What the task requires - Go through the listing beneath this task and return every line that carries the string "NSURL".

Dataset extract -
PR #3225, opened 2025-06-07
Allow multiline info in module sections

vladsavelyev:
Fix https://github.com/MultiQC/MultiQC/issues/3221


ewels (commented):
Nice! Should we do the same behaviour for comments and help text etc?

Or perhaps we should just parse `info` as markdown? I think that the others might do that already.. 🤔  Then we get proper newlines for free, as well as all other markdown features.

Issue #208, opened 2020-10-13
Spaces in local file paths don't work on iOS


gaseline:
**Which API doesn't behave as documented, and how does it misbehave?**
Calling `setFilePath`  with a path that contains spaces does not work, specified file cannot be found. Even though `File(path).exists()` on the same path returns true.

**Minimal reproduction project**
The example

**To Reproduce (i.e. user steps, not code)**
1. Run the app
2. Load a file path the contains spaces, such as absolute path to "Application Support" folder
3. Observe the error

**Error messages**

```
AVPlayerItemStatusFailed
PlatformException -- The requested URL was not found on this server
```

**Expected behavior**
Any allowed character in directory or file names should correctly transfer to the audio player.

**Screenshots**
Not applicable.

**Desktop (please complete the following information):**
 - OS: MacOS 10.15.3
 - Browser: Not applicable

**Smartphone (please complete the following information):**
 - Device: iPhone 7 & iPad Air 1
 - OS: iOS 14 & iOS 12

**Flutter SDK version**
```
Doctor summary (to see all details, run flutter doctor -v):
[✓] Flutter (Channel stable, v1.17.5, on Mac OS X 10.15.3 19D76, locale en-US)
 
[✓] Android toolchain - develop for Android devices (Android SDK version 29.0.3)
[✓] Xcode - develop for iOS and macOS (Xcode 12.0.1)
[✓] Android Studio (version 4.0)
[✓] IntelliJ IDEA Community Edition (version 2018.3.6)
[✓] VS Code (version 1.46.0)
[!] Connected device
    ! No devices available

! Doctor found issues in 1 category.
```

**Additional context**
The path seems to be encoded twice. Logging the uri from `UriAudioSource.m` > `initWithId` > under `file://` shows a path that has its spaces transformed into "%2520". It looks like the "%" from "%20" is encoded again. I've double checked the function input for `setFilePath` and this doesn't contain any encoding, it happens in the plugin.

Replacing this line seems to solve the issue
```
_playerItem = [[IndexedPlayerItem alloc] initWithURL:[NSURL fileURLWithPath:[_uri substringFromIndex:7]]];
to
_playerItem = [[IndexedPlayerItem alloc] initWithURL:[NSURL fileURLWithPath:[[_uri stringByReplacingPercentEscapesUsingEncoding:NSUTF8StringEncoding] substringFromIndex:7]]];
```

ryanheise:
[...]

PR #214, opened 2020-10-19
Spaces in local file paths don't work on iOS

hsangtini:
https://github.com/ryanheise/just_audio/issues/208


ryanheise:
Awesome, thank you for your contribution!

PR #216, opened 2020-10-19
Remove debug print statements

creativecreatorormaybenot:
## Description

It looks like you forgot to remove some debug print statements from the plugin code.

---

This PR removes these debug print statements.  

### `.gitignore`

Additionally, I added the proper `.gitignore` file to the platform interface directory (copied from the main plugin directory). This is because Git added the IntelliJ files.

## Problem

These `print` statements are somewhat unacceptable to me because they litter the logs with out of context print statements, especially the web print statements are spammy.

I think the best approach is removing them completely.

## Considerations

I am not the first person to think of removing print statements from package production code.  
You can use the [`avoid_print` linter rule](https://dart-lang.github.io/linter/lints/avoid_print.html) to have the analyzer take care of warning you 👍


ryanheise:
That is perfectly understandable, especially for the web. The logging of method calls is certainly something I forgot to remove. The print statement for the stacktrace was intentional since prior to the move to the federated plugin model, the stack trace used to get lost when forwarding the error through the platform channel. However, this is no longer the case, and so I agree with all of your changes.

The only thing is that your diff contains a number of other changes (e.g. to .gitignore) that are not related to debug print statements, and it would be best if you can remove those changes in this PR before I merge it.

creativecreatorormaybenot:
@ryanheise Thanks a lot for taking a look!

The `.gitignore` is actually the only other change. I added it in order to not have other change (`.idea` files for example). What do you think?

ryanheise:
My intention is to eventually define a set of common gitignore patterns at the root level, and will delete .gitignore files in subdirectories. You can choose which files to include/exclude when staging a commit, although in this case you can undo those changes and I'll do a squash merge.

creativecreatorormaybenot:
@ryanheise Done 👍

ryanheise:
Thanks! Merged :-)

Result of the task -
_playerItem = [[IndexedPlayerItem alloc] initWithURL:[NSURL fileURLWithPath:[_uri substringFromIndex:7]]];
_playerItem = [[IndexedPlayerItem alloc] initWithURL:[NSURL fileURLWithPath:[[_uri stringByReplacingPercentEscapesUsingEncoding:NSUTF8StringEncoding] substringFromIndex:7]]];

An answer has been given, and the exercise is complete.